◆ Work item: Copy every line that contains the string "calascibetta" from the entries below.

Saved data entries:

========

PR #14123, opened 2019-05-10
[new release] eqaf (0.3)

dinosaure:
Constant-time equal function on string

- Project page: <a href="https://github.com/mirage/eqaf">https://github.com/mirage/eqaf</a>
- Documentation: <a href="https://mirage.github.io/eqaf/">https://mirage.github.io/eqaf/</a>

##### CHANGES:

- Provide `Eqaf_bigstring`
- Provide `Eqaf_cstruct`
- New check tool and delete any dependencies on `eqaf` package (@dinosaure, @hannesm, @cfcs)

### DIFF
--- a/packages/eqaf/eqaf.0.3/opam
+++ b/packages/eqaf/eqaf.0.3/opam
@@ -1,0 +1,31 @@
+opam-version: "2.0"
+name:         "eqaf"
+maintainer:   [ "Romain Calascibetta <romain.calascibetta@gmail.com>" ]
+authors:      [ "Romain Calascibetta <romain.calascibetta@gmail.com>" ]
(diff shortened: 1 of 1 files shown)


dinosaure:
Ok, so errors occur because linear regression on time needed to compute `equal` function is too noisy in CI.

cfcs:
@dinosaure would it help to increase the amount of samples, or do you need to turn off that regression test?

dinosaure:
@cfcs I believe we need to turn off tests in some contexts

avsm:
We'll work on improving the opam ci to support isolation for tests like this, but this is fine to merge now

PR #14128, opened 2019-05-11
angstrom.0.6.0: tests fail with safe-string

avsm:
spotted in revdeps for #14001

### DIFF
--- a/packages/angstrom/angstrom.0.6.0/opam
+++ b/packages/angstrom/angstrom.0.6.0/opam
@@ -18,6 +18,7 @@ depends: [
   "ocplib-endian" {>= "0.6"}
   "result"
 ]
+conflicts: [ "ocaml" {>="4.06.0" & with-test } ]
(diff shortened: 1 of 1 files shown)


avsm:
Looks like a few revdeps need lower bounds on whenever Angstrom introduced the `parse_string` function

packages/angstrom/angstrom.0.6.0/opam
```diff
@@ -8,11 +8,10 @@ dev-repo: "git+https://github.com/inhabitedtype/angstrom.git"
 build: [
   ["jbuilder" "subst" "-p" name] {pinned}
   ["jbuilder" "build" "-p" name "-j" jobs]
-  ["jbuilder" "runtest" "-p" name] {with-test}
+  ["jbuilder" "runtest" "-p" name] {with-test & ocaml:version < "4.06.0"}
```
avsm: much better, thanks :)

========

◆ The answer:
+maintainer:   [ "Romain Calascibetta <romain.calascibetta@gmail.com>" ]
+authors:      [ "Romain Calascibetta <romain.calascibetta@gmail.com>" ]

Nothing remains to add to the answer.